PR #253, opened 2026-05-20
Use Linux release assets for updater

avifenesh:
## Summary
- Make `codex-update-manager` check this repository's GitHub Releases instead of the upstream DMG URL.
- Select the matching native package asset for the current system (`.deb`, `.rpm`, or `.pkg.tar.*`) and install that release asset directly.
- Treat an empty releases feed as a clean idle state so the updater is safe before the first release is published.

## Why
The updater should follow the Linux project releases as the source of truth. This keeps user updates aligned with the packages published by `codex-desktop-linux`, rather than rebuilding from OpenAI's macOS artifact on every client machine.

## Scope
This is intentionally narrow: no feature-selection UI changes, no appcast support, and no release automation changes.

## Validation
- `git diff --check`
- Smoke: `codex-update-manager check-now` against the live repo releases API returns `idle` when no releases are published yet.

### DIFF
--- a/updater/src/app.rs
+++ b/updater/src/app.rs
@@ -577,8 +577,6 @@ async fn run_check_cycle(
         );
     }
 
-    let retrying_failed_update = state.status == UpdateStatus::Failed;
-
     let Some(_check_lock) = try_acquire_check_lock(paths)? else {
         return Ok(());
     };
@@ -610,21 +608,21 @@ async fn run_check_cycle(
             }
             Err(error) => return Err(error),
         };
-        let previous_headers_fingerprint = state.remote_headers_fingerprint.clone();
         state.remote_headers_fingerprint = Some(metadata.headers_fingerprint.clone());
         state.last_successful_check_at = Some(Utc::now());
 
-        if previous_headers_fingerprint.as_deref() == Some(metadata.headers_fingerprint.as_str())
-            && !retrying_failed_update
-            && installed_version_satisfies_candidate(&state.installed_version, &metadata.candidate_version)
-        {
-            set_status(state, paths, UpdateStatus::Idle)?;
+        if release_candidate_is_already_installed_or_superseded(
+            &state.installed_version,
+            &metadata.candidate_version,
+        ) {
+            state.status = UpdateStatus::Idle;
             state.candidate_version = None;
             state.remote_package_download_url = None;
             state.remote_package_asset_name = None;
             state.artifact_paths.package_path = None;
+            state.error_message = None;
             persist_state(paths, state)?;
-            info!("Linux release fingerprint unchanged and installed version is current");
+            info!("Linux release candidate is already installed or superseded");
             return Ok(());
         }
 
@@ -898,7 +896,7 @@ async fn prepare_update_package_if_needed(
     set_status(state, paths, UpdateStatus::DownloadingDmg)?;
 
     let downloads_dir = config.workspace_root.join("downloads");
-    let downloaded = upstream::download_dmg(
+    let downloaded = upstream::download_asset(
         &client,
         &config.dmg_url,
         "Codex.dmg",
@@ -985,7 +983,7 @@ async fn download_ready_release_package(
 
     set_status(state, paths, UpdateStatus::DownloadingDmg)?;
     let downloads_dir = config.workspace_root.join("downloads");
-    let downloaded = upstream::download_dmg(
+    let downloaded = upstream::download_asset(
         &client,
         &download_url,
         &asset_name,
@@ -1104,6 +1102,10 @@ fn installed_version_satisfies_candidate(installed: &str, candidate: &str) -> bo
         Some(_) => true,
         None => installed == candidate,
     }
+}
+
+fn release_candidate_is_already_installed_or_superseded(installed: &str, candidate: &str) -> bool {
+    installed_version_satisfies_candidate(installed, candidate)
 }
 
 fn installed_version_matches_candidate(installed: &str, candidate: &str) -> bool {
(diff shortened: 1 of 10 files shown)


Leay15:
@avifenesh You read my mind. I was actually thinking about publishing distro packages so it can be installed from there, and letting `codex-update-manager` handle all the required actions on each user's machine.

That way, we could avoid distributing OpenAI's proprietary DMG.

avifenesh:
Screenshot From 2026-05-20 04-33-38
Screenshot From 2026-05-20 04-34-47
Screenshot From 2026-05-20 05-15-11

avifenesh:
> Screenshot From 2026-05-20 04-33-38 Screenshot From 2026-05-20 04-34-47 Screenshot From 2026-05-20 05-15-11

@Leay15 its also looks nice

ilysenko (changes requested):
Thanks for the work here, but I do not think we should merge this direction.

This changes the updater source of truth from "each user downloads the official OpenAI Codex DMG and rebuilds locally" to "install Linux packages from this repository's GitHub Releases". If those release packages bundle the Codex Desktop app/resources, we would effectively be redistributing OpenAI's proprietary desktop product ourselves.

I think this repo should continue distributing only the Linux adaptation/build tooling, while the upstream Codex app is obtained from OpenAI by each user during install/update. The updater UX and feature-selection pieces may still be useful, but the public Linux release-asset install path should not land unless the release assets contain only our own code/metadata or we have explicit permission to redistribute Codex Desktop.

avifenesh:
> Thanks for the work here, but I do not think we should merge this direction.
> 
> This changes the updater source of truth from "each user downloads the official OpenAI Codex DMG and rebuilds locally" to "install Linux packages from this repository's GitHub Releases". If those release packages bundle the Codex Desktop app/resources, we would effectively be redistributing OpenAI's proprietary desktop product ourselves.
> 
> I think this repo should continue distributing only the Linux adaptation/build tooling, while the upstream Codex app is obtained from OpenAI by each user during install/update. The updater UX and feature-selection pieces may still be useful, but the public Linux release-asset install path should not land unless the release assets contain only our own code/metadata or we have explicit permission to redistribute Codex Desktop.

@ilysenko 
I actually built it to follow Codex upstream updates, then changed to follow the repo so I won't break the versioning.
I can change it back to follow the codex upstream and update on the user machine, but the PR will be much larger, it requires actually doing what today the repo does or the installer does.

I must say that at this point we are not really distributing even if you pull the DMG, you just align the wrapper with the version an give us an easier life. Give me a green light and I'm moving the heavy electron into Rust + GPUI, and you get almost all the advanced capabilities self-implemented anyway, while the backend interacts with Codex CLI like the real Codex app. 

Screenshot From 2026-05-20 09-52-01

avifenesh:
@ilysenko With a lot of respect of course, your repo, your rule, im adjusting myself. LMK if you want it to follow the upstream anyway. I can have two update button if it matter.

ilysenko:
Thanks, that makes sense. I opened a discussion so we can think through the updater direction with the wider community before changing the model: https://github.com/ilysenko/codex-desktop-linux/discussions/257

avifenesh (commented):
Two technical findings on the updater state-machine changes, independent of the design-direction concern already raised.

---

### 1. `auto_install_on_app_exit` is silently broken (HIGH)

The new `run_check_cycle` transitions to `ReadyToInstall` with `artifact_paths.package_path` set to `None` (line 657). The existing `reconcile_pending_install` (unchanged by this PR) handles `ReadyToInstall` by cloning `package_path` and returning early if it is `None` (app.rs:700–702). That early return skips the `auto_install_on_app_exit` check entirely, so the daemon never auto-installs updates detected through the new flow.

`auto_install_on_app_exit` defaults to `true` (`config.rs:89`), so this regression affects most users.

The old flow worked because `run_check_cycle` downloaded the DMG and built the package during the check itself, so `package_path` was always set before the daemon's reconcile loop ran. The new flow defers package acquisition to `prepare_update_package_if_needed`, which is only called from `run_install_ready` (user-triggered), never from `reconcile_pending_install`.

If the intent is to keep auto-install working for the no-features case, the reconcile path needs to call `prepare_update_package_if_needed` (which already handles headless/no-features gracefully) instead of returning early.

### 2. GitHub releases API pagination not handled (MEDIUM)

`fetch_remote_metadata` calls `GET /repos/{owner}/{repo}/releases` without `?per_page=N`. GitHub returns at most 30 releases per page. If the repository ever accumulates more than 30 releases, `select_latest_release` only sees the first page and could miss the actual latest non-prerelease.

The GitHub API returns releases newest-first by default, so the practical risk is low in the near term, but it's a latent correctness gap. A simple fix is to append `?per_page=100` to the URL (the maximum allowed), or use a higher-level strategy if the repo expects many releases.



---

updater/src/app.rs
```diff
@@ -603,14 +664,11 @@ async fn run_check_cycle(
...
-            "Preparing a local Linux package from the new upstream DMG.",
+            "Choose Update in Codex Desktop to select optional Linux features and prepare a local package.",
         )?;
 
-        let candidate_version = state
-            .candidate_version
-            .clone()
-            .expect("candidate version should be set before local build");
-        builder::build_update(config, state, paths, &candidate_version, &downloaded.path).await?;
+        state.status = UpdateStatus::ReadyToInstall;
```
avifenesh, line 670: The check cycle now transitions to `ReadyToInstall` with `package_path = None` (set on line 657). The existing `reconcile_pending_install` handles `ReadyToInstall` at app.rs:699–702 by cloning `package_path` and returning early when it is `None`:

```rust
UpdateStatus::ReadyToInstall => {
    let Some(package_path) = state.artifact_paths.package_path.clone() else {
        return Ok(());  // ← always taken now
    };
    // auto_install_on_app_exit check never reached
}
```

This silently disables `auto_install_on_app_exit` for the new update flow. Since `auto_install_on_app_exit` defaults to `true`, most existing users will stop receiving auto-installed updates. The daemon's reconcile loop will spin every `RECONCILE_INTERVAL_SECONDS` doing nothing.

If the intent is to keep auto-install working (at least for the no-features case where `prepare_update_package_if_needed` can download the release package without a GUI prompt), the reconcile path should call `prepare_update_package_if_needed` instead of returning early.



---

updater/src/upstream.rs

● ● ● ● ●

What number of lines in the listing contain the word "explicit"? Supply the number with no accompanying text.

2